How accurate is this WBGT — and how do we know?
Every live WBGT you see in an app is a calculation, not a thermometer reading. There's no black-globe sensor on your street corner — the number is modeled from weather data (temperature, humidity, wind, sunshine). So the fair question isn't "is it the real WBGT?" but "how close is the model?" Here's how we keep ours honest — in public.
We grade ourselves against an independent answer key
The U.S. National Weather Service publishes its own WBGT forecast for locations across the country. That gives us an independent answer key to check ourselves against. We compare our number to theirs continuously, and we show the raw comparison live on our Live Accuracy page — updated through the day — instead of making a one-time claim.
(An honest caveat: the NWS figure is itself a model, so a gap measures method-and-input disagreement, not absolute truth. But it's a rigorous, independent yardstick — and the best public one there is.)
The accuracy flywheel
Every comparison is saved — not just the two numbers, but the full set of conditions behind them (temperature, humidity, wind, sunshine, time of day…). Over time that builds a growing, retained record of "here's what we predicted, here's the reference, and here were the exact conditions."
That dataset is what powers the next two steps — and it compounds: the longer it runs, the more it can teach us.
Our error wasn't random — it depended on conditions
When we looked across thousands of these comparisons, a clear pattern emerged. On average our WBGT matched the reference almost perfectly. But that average was hiding something:
- In strong sun, we ran a touch warm (about +1.4 °C).
- At night, we ran a touch cool (about −1.4 °C).
- The warm bias was worst in calm air — up to a few degrees — which is exactly the situation that occasionally produced a scary "Extreme" reading on a day that felt fine.
Because the warm and cool errors cancel out on average, a single across-the-board nudge would do nothing. The fix had to depend on the conditions — chiefly how strong the sun is and how much wind there is.
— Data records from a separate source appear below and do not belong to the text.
PR #161, opened 2017-05-10
Feature/node bin

### LINKED ISSUE #121: Implement name generator interface

wwqrd:
This adds a new droppable region for deleting nodes.

As part of introducing this feature I've changed some of the previous components into `behaviours` which can decorate components (i.e. HOCs).

I'm still uncertain about the directory organisation, but it's starting to make more sense now that we have the behaviours extracted into their own place. Otherwise I'm thinking that maybe we keep the `Interfaces` and maybe drop `Elements` until it's obvious we need it?

The draggables and droppables behaviors have a level of complexity which makes me think that they should have something like in `ducks` to store all the different `draggableType`s?

Feedback and suggestions welcome.

Final feature needed to resolve #121


wwqrd:
Yes it's supposed to work 😕 I'll look into it.

> The node bin shouldn't show when you drag nodes from the previous visit panel - these nodes are in an immutable state.

It's hard to see right now if you can't delete nodes, but the bin won't actually delete immutable nodes. But I agree that would be better!

wwqrd:
@jthrilly Okay, draggable is fixed (another touchevent learning curve). The bin only shows up now for a specific draggableType, and also only once the draggable preview starts to show up.

src/behaviors/draggable.js
```diff
@@ -0,0 +1,142 @@
...
+      this.setState({
+        start: {
+          x: draggableData.x,
+          y: draggableData.y,
+        }
+      });
+    }
+
+    onDrag = (event, draggableData) => {
+      if (!this.state.preview) {  // TODO: better way to keep track of drag start?
```
rebeccamadsen: Is this a TODO we're going to address in this merge? If not, should it become an issue in github to address later?

src/components/Elements/NodeList.js
```diff
@@ -1,26 +1,37 @@
...
-        <div className='node-list'>
-          { nodes.map((node, index) => {
-            const label = `${node.nickname}`;
-            return <Node key={ index } label={ label } />;
-          }) }
-        </div>
-      </Droppable>
+      <div className='node-list'>
+        { network.nodes.map((node, index) => {
+          return <EnhancedNode key={ index } label={ label(node) } isActive={ isActive(node) } activeNodeAttributes={ activeNodeAttributes } onSelected={ () => handleSelectNode(node) } onDropped={ (hits) => handleDropNode(hits, node) } draggableType={ draggableType } { ...node } />;
```
rebeccamadsen: Do we have length of line being linted? This is a little hard to read all in one line.

src/containers/Elements/NodeProvider.js
```diff
@@ -29,13 +36,14 @@ class NodeProvider extends Component {
...
 
+    const label = (node) => `${node.nickname}`;
+    const isActive = (node) => isMatch(node, activePromptAttributes);
+
     switch (interaction) {
       case 'selectable':
-        return <SelectableNodeList network={ network } activeNodeAttributes={ activePromptAttributes } handleSelectNode={ this.handleSelectNode } />;
-      case 'draggable':
-        return <DraggableNodeList network={ network } activeNodeAttributes={ activePromptAttributes } handleDropNode={ this.handleDropNode } />;
+        return <NodeList network={ network } label={ label } draggableType='EXISTING_NODE' handleDropNode={ this.handleDropNode } handleSelectNode={ this.handleSelectNode } isActive={ isActive } />;
```
rebeccamadsen: this line is also kind of long

src/styles/components/_name-generator.scss
```diff
@@ -39,11 +39,24 @@
   &__add-person {
     @include svg-button('/images/add-a-person.svg');
     position: absolute;
-    bottom: 20px;
-    right: 0;
-    width: 150px;
+    bottom: 35px;
```
rebeccamadsen: Do some of these numbers make sense to extract as a variable? e.g. 35px seems to be used multiple times; if those usages are connected a variable would make sense.
As a side note, are we linting the scss code?

src/components/Elements/DropZone.js
```diff
@@ -0,0 +1,13 @@
+import React, { Component } from 'react';
+
+import droppable from '../../behaviors/droppable';
+
+class DropZone extends Component {
```
rebeccamadsen: Are we linting for react? If so, are we linting to prefer pure functions over Components? This would be a candidate for function with no state and no methods other than render.

src/components/Elements/NodeList.js
```diff
@@ -1,26 +1,37 @@
 import React, { Component } from 'react';
 import { Node } from '../Elements';
-import Droppable from '../../containers/Elements/Droppable';
+import { scrollable, droppable, draggable, selectable } from '../../behaviors';
+
+const EnhancedNode = draggable(selectable(Node));
 
 class NodeList extends Component {
```
rebeccamadsen: another candidate for function vs Component?

wwqrd:
Thanks @rebeccamadsen, these all seem like reasonable suggestions. I'll have a look at linting options to enforce this kind of thing!

jthrilly:
@rebeccamadsen's suggestion is actually a good one. In the old app drop zones could react when a valid/invalid droppable was hovering over them and react accordingly. Do we have anything like this in your droppable component?

wwqrd:
When you drag nodes from a previous visit the bin doesn't show, this was the requested functionality added in #b63bc94.

That said, we should probably add some on hover animations all around.

jthrilly:
Yes, I _know_ I requested that functionality (ha!) - I was asking about if the droppable can react to valid or invalid hovering draggables. This is useful for the main node list, too.

src/styles/components/_name-generator.scss
wwqrd: Good point, this kind of thing will probably end up in the style guide, which is going to also serve as a library of styles to use in the app.

wwqrd:
Agreed, but not in this PR?

jthrilly:
Agreed.

src/behaviors/draggable.js
wwqrd: I think it would have been better to tackle this before the merge, but there are fixes in this PR that stop the build from breaking, so I hurriedly merged it. It's up there in my todos ;-)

So we correct it — but only when it's proven to help
We learned a small correction from the data: how much to add or subtract for a given amount of sun and wind. In strong, calm sun it gently pulls the number down; on a still night it nudges it up.
The careful part is how it's trusted. Before we apply the correction, we hold out entire cities it has never seen and check whether it improves the reading there. On our current data, that cross-check cuts the typical error by about 31% on cities the model never trained on. In other words it's learning real physics — not memorizing the handful of places we can check. And if the correction ever stopped passing that test, it would switch itself off.
You can see the exact correction — and that cross-check — on the Live Accuracy page.
Why a U.S. answer key helps the whole world
Here's the part we're genuinely proud of: the correction is keyed on sun and wind, and those exist everywhere. A lesson learned at U.S. reference cities — "in this much sun, with this little wind, the model tends to run a bit warm" — applies just as well in Lagos or Lahore. So an answer key that only exists for the United States quietly makes the reading better worldwide, including the many places where no one publishes a WBGT to check against.
That's the whole idea: treat accuracy as a living system, not a fixed claim. Measure it in public, learn where it's off, correct it carefully, and prove the fix travels.